# Dell AIO 962 ink problem



## davidken13558 (Mar 1, 2008)

I have window xp and a Dell All in One 962 printer. Recently my printer automatically connected to Dell via Dell Communications System. After I allowed the connection I received a message my color ink was empty (just the day before levels indicated I had numerous pages left). I changed the cartridge with a Dell replacement ink cartridge for the printer (order from Dell). Now I continually get a message "Right cartridge missing." When I put the old cartridge back in I receive a message "Right cartridge incorrect." I follow all insturctions in the book in installing the cartridge and nothing works. Dell support is no help as they charge you. Anyone else with this problem. Dave


----------



## bb_aes (Nov 5, 2009)

I also am getting the same "Right Cartridge incorrect" message and have tried several cartridges, but all same error message. I've tried cycling power, unplugging cord, etc.


----------



## christopherclar (Nov 9, 2009)

if you are getting the error msg 12203 , perform following steps,
1>remove both the cartridges from the printer and unplug the power adapter , clean the cartridges using a damp cloth .

2>initially put only the black cartridge and then turn on the system , it will give you the error msg right cartridge missing, you can ignore it and try copying a document .

3>remove the black cartridge and put the color one in, and then try printing.

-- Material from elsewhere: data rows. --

PR #207, opened 2022-08-22
add Main.GenerateNextRom logic

davidhouweling:
## Context

This PR extends on the work done by @UTDZac by adding logic to generate the rom on the fly.

## How has this been tested

Manually using a Pokemon Fire Red ROM, verified that it generates successfully and loads up appropriately
- Follow the UI to set up all the necessary paths needed for the generator
- Force a reset with A+B+Sel+Start
- Check the Lua logs for the output and play game

### DIFF
--- a/Ironmon-Tracker.lua
+++ b/Ironmon-Tracker.lua
@@ -248,17 +248,66 @@ function Main.GetNextRomFromFolder()
 end
 
 function Main.GenerateNextRom()
-	-- TODO: Implement this as part of #203
+	if not Main.FileExists(Options.FILES["Randomizer JAR"]) then
+		print("Randomizer Jar file not found.")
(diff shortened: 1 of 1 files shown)


UTDZac (approved):
Thank you so much for this sweet addition to the project. I look forward to trying it out.

With regards to handling the way the script generates a new ROM file in time for it to be used when the user activates the Quick-load feature, I agree that we probably want to create this file ahead of time and have it sitting in waiting. I'll explore some options here.

A few minor notes with regards to future additions to the project (no action required on your part for this PR):
- It looks like some of the tab formatting on your end was using four spaces instead of an actual TAB insert.
- When able, try and use the Lua string libraries for string operations instead of `bizstring`. In the distant future we may be porting this project to mGBA which doesn't have access to Bizhawk only things.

4>during the printing with any of the cartridge inside the printer if it gives out the error msg 1203 then that cartridge has to be replaced...


----------



## bb_aes (Nov 5, 2009)

Thank you Christopher, but the color cartridge still does not work (even though it is more than 3/4 full. Nor did another color cartridge. But I did leave out the color and only have the B/W in. If I click the "missing cartridge" error message each time I print I can at least print in B/W now. From other forums I also found that if I put a piece of tape over the right terminals on the color cartridge, that this will also eliminate the lock-out error and will print in color (still have to click 'ok' on the "missing cartridge" error each time I print though). I found from other forums that the best (and most economical) solution is to throw away Dell printers and buy another brand that is more reliable and that doesn't put the added expense of the chip on the cartridges that won't let you refill a cartridge without getting empty error messages and demands you only buy the overpriced Dell brand cartridges. Getting rid of Dell is what most users out there seem to be doing - and I'm doing the same! So remember - NEVER BUY DELL!


----------



## christopherclar (Nov 9, 2009)

now, if you go for new printer then choose that from which you can use compatible cartridges or refilling cartridges also.


----------